In my work, as in the work of many people, I imagine, there are themes that come up again and again. Sometimes I get asked a question and I can point to a blog post I wrote or an article I read months or years earlier that touches on the same subject. Little kids have some very consistent interests; it’s why certain toys remain popular for generations. Building toys are one of those evergreen entertainments; kids can play with Lego or magnet-tiles forever, it seems.


In general, my attitude towards the “problem” of repetitive play has been to encourage educators to look more closely at children’s play, to observe with a curious eye and to wonder about what they might be missing. In short, my approach has been to push back against our perception that there IS a problem at all. Often, when children return again and again to the same materials, they’re trying to figure something out and it’s our job to value what they’re doing enough to discover and support the intentionality of their play.

However, there are some times when repetitive play really is something to be concerned about and it’s worth spending some time thinking about how we might structure the environment and our interactions with children to support expanding their repertoire of play behaviour.

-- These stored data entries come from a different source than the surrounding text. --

PR #207, opened 2019-06-20
hack/run-locally.sh: don't open AWS ports for libvirt clusters

dcbw:
@danwinship @pecameron @JacobTanenbaum @rcarrillocruz @squeed

### DIFF
--- a/hack/run-locally.sh
+++ b/hack/run-locally.sh
@@ -122,6 +122,8 @@ function wait_for_cluster() {
         echo ""
         echo "Ready to start operator. (If this fails, try running '$0' again.)"
     fi
+
+    detect_platform
 }
 
 # Copy an existing install-config into CLUSTER_DIR, or create a new one there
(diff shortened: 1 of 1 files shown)


hack/run-locally.sh
```diff
@@ -152,9 +154,20 @@ function create_cluster() {
...
+    else
+        echo "could not detect install platform from terraform.tfstate" >&2
+        exit 1
+    fi
+}
+
 # Fix up the AWS firewall so network plugin components can talk to each other
 function open_aws_ports() {
-    if [[ "${NETWORK_PLUGIN}" == "OVNKubernetes" ]]; then
+    if [[ "${NETWORK_PLUGIN}" == "OVNKubernetes" && "${PLATFORM}" == "aws" ]]; then
```
danwinship: I was assuming that if multi-platform run-locally.sh support arrived before open-ovn-ports.sh went away that we'd add support for other platforms to open-ovn-ports.sh. Is there no firewalling in libvirt?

Recently, I was working with a teacher who was distressed by the repetitive play she was observing in her classroom. A group of boys consistently chose to visit the Lego centre and exclusively created spinning toys that they then “battled” against each other to see which one could withstand colliding with the other spinners. They resisted choosing any other material or building any other type of structure. It had been months of repeating the same play behaviour and they were unfazed. The teacher had tried her best to extend the play towards an investigation into rotation, more broadly, but they were unmoved. The Beyblades continued to duke it out.